It is the contention of the complainant in the case at bar that the pleas interposed by the defendant in the Bechtel case raised some issues which have not been raised in the case at bar and further that the pleas in the Bechtel case were inconsistent with each other; that a decision upholding one would necessarily negative a decision upon the others and that inasmuch as there were no special findings showing upon which plea or defense the jury decided that case, the defendant here is not in a position to invoke an estoppel by verdict because of the judgment rendered in his favor in the Bechtel case. The defendant contends, on the other hand, that the general verdict rendered in his favor in the Bechtel case is at least prima facie evidence that all of the issues presented in that case were found in his favor.

In our opinion it is not necessary to consider that question for we consider it clear that the defendant is in a position to preclude a recovery by the complainant in the case at bar on the Mooney note, by invoking the doctrine of estoppel by verdict, based upon the judgment in his favor in the suit on the Bechtel note, no matter which of the pleas which were interposed in that case we consider the jury there based its verdict upon.

The first plea interposed by the defendant in the Bechtel case was a plea of the general issue. Of course, if it be considered that the verdict for the defendant in that case was based on that plea, that would conclude the same issue here.
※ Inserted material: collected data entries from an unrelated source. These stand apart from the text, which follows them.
PR #773, opened 2022-02-18
ci security step

mthbernardes:
add [clj-watson](https://github.com/clj-holmes/clj-watson) and [clj-holmes](https://github.com/clj-holmes/clj-holmes) tools to perfom security checks

PR #813, opened 2022-03-10
Match cljfmt for regex & .clj config file reading

snoe:
https://github.com/weavejester/cljfmt/issues/190
cljfmt suggests ` {:indents ^:replace {#".*" [[:inner 0]]}}` this line in their readme. Regex is not readable by `edn/read-string` so following the above issue, if the `cljfmt-config-path` ends in `.clj` use `clojure.core/read-string` instead. Otherwise, the lsp and cljfmt configs would be incompatible.

- [] I created a issue to discuss the problem I am trying to solve or there is already a open issue.


ericdallo (approved):
Thank you!

ericdallo:
Could you fix conflicts so we can merge @snoe ?

mainej:
@snoe and @ericdallo this works, but ... is it a good idea? As the [read-string docs](https://clojuredocs.org/clojure.core/read-string) clearly state, `read-string` can execute arbitrary code—write to remote URLs, etc. `(read-string "#=(prn \"pwned\")")` This is how CVEs happen. The caveat is that you can use `read-string` if the string comes from a "trusted source". But do we know that nobody but the user has touched their cljfmt config file?

I don't know... maybe I'm over reacting.

I think at a very minimum, this should be wrapped in `binding [*read-eval* false]`. But even then, it still scares me.

Maybe this is a complaint for cljfmt?

ericdallo:
Yeah, good point @mainej , IMO we should try to avoid that or think in another solution, WDYT @snoe ?

snoe:
I think the `*read-eval* false` is a good idea; added that. But I think it's important to match these tools we use so if we feel it's important we should upstream the issue and come to a consensus there.

My view is that your format file probably lives along with scripts or source code you execute anyways; not coming through untrusted input.

ericdallo (approved):
Agreed, read-eval looks enough and matching the upstream seems important indeed.

ericdallo:
Talking with @mthbernardes, he suggested using edamame from borkdude to parse both edn and clj and we wouldn't t have any security issues with that :)
Related issue #773

PR #1103, opened 2022-07-05
Fix: navigate to definition of potemkin var

### LINKED ISSUE #1020: bug: `find-definition` from a var defined by `potemkin/import-vars` goes to any definition with the same name

mainej:
Always navigate to the correct definition of a var imported by potemkin, instead of any var with the same name.

- [x] Fixes #1020

### DIFF
--- a/CHANGELOG.md
+++ b/CHANGELOG.md
@@ -13,6 +13,7 @@
   - Fix: find definition will find registration of unnamespaced keyword.
   - Fix to update unused-public-var lint on registered keywords as usages change in other files. #1018
   - Fix to navigate to var defined by declare, when there aren't any later defs. #1107
+  - Fix to always go to the definition of the correct var imported by potemkin. #1020
 
 ## 2022.06.29-19.32.13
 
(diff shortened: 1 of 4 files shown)


mainej:
Note that this depends on a SNAPSHOT version of clj-kondo. Let me know if you'd rather wait for a regular release.

ericdallo:
@mainej it's good to keep in sync with stable kondo release but we already released lots of versions using specific master versions, so it's ok.
The issue is that you are using a SNAPSHOT, not a commit specific one, so each time we build clojure-lsp it will get latest clj-kondo version, could you change to a specific clj-kondo one? you can find from the circle-ci build deploy task on clj-kondo, it should be something like `clj-kondo-12345233-231231923923`

mainej:
> each time we build clojure-lsp it will get latest clj-kondo version

Right, good point. Fixed now.

ericdallo (approved):
Looks good! feel free to fix conflicts and merge

PR #1106, opened 2022-07-06
Log stdout, instead of sending it to clients

mainej:
See https://github.com/clojure-lsp/lsp4clj/issues/9 and https://github.com/clojure-lsp/lsp4clj/pull/11

I'm submitting this as a draft, so I can see whether the integration tests capture any stdout.

- [x] I created an issue to discuss the problem I am trying to solve or an open issue already exists. See https://github.com/clojure-lsp/lsp4clj/pull/11

### DIFF
--- a/lib/src/clojure_lsp/kondo.clj
+++ b/lib/src/clojure_lsp/kondo.clj
@@ -288,18 +288,14 @@
         (with-additional-config (settings/all db)))))
 
 (defn ^:private run-kondo! [config err-hint db]
-  (let [err-writer (java.io.StringWriter.)
-        out-writer (java.io.StringWriter.)]
+  (let [err-writer (java.io.StringWriter.)]
     (try
       (let [result (if (:api? db)
                      (kondo/run! config)
-                     (binding [*err* err-writer
-                               *out* out-writer]
+                     (binding [*err* err-writer]
                        (kondo/run! config)))]
         (when-not (string/blank? (str err-writer))
           (logger/warn "Non-fatal error from clj-kondo:" (str err-writer)))
-        (when-not (string/blank? (str out-writer))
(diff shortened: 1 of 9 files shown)


lib/src/clojure_lsp/kondo.clj
```diff
@@ -288,18 +288,14 @@
         (with-additional-config (settings/all db)))))
 
 (defn ^:private run-kondo! [config err-hint db]
-  (let [err-writer (java.io.StringWriter.)
-        out-writer (java.io.StringWriter.)]
+  (let [err-writer (java.io.StringWriter.)]
     (try
       (let [result (if (:api? db)
```
mainej, line 293: Hmm... when run with `:api?` we weren't capturing stdout. But now we are, because `shared/capturing-stdout` wraps this call. So the kondo output, which was going to stdout, will now go to the logs. Is this a problem though? `kondo/run!` normally doesn't put anything on stdout.

mainej:
This needs https://github.com/clojure-lsp/lsp4clj/pull/11 before it can be taken out of draft.

lib/src/clojure_lsp/kondo.clj
ericdallo: This is a fix!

The second plea interposed in the Bechtel case was a general plea of total want of consideration. The same defense was included in the second, as well as other pleas filed in the case at bar. So, if the general verdict for the defendant in the Bechtel case be considered as based on that plea, the issue there raised could not again be tried out here. The third plea interposed in the Bechtel case alleged that the note there sued upon was “what is generally and commonly called and known as an accommodation note, and that the said note was made without any good and valuable consideration.” None of the pleas filed in the case at bar pleaded a want of consideration based on the claim that the note here sued upon was an accommodation note. But, as already pointed out, the parties in the case at bar stipulated that the rights of the parties should be determined as made by the proof and that both parties were to have the same advantage as though they had properly and formerly pleaded any right or any defense which may be available to them under the proof. The defendant testified in the case at bar that he considered the note here sued upon as accommodation paper, given for the purpose of enabling the new corporation (the Ohio Company) to go through, — “to do whatever they wished to do with it”; that he did not know whether they wanted to borrow money, — “Mr. Bechtel claimed that he wanted to borrow money on it.” If one of these notes could be classed as accommodation paper, it would seem to be clear the other could also. If it be considered that the verdict for the defendant in the Bechtel case was based on this third plea, the complainant here would be estopped by that verdict from contending the contrary on what amounts to the same issue in the case at bar.

Subsequent to the filing of these first three pleas, in the Bechtel case, the defendant filed four additional pleas. In the first of these he alleged that the sole consideration for the execution of the Bechtel note “was a supposed and pretended indebtedness of the defendant on open account” to the Illinois Company in the sum of $38,969.21. The plea then went on to allege certain facts regarding the debits and credits entering into that account and then alleged that the defendant, being mistaken as to the account and the items therein which had been charged against him, executed the note sued upon. The second additional plea filed by the defendant in the Bechtel case was to the same effect but included certain allegations as to certain credits which the defendant supposed had been included in his account with the Illinois Company but which, in fact, were not included. This plea then went on to recite that at the- same time the defendant executed the Bechtel note there being sued upon, he also executed the Mooney note, being sued upon in the case at bar, which note was alleged to be then outstanding and in the possession of Mooney. The third additional plea was a combination of the two preceding pleas except that no mention was made of the Mooney note. The fourth additional plea was similar to the third except that it did not refer to specific items of debits and claimed credits but merely alleged generally that through the erroneous conviction of both Marshall and Bechtel and the Illinois Company that it was proper so to do, many items had been improperly charged to the defendant in his account with the company and many items of credit, to which he was entitled, had been omitted and, had they been included, the account would not have shown any indebtedness to the Illinois Company on the part of Marshall beyond the sum of $5 and, being so mistaken, the defendant signed and delivered the note there sued upon.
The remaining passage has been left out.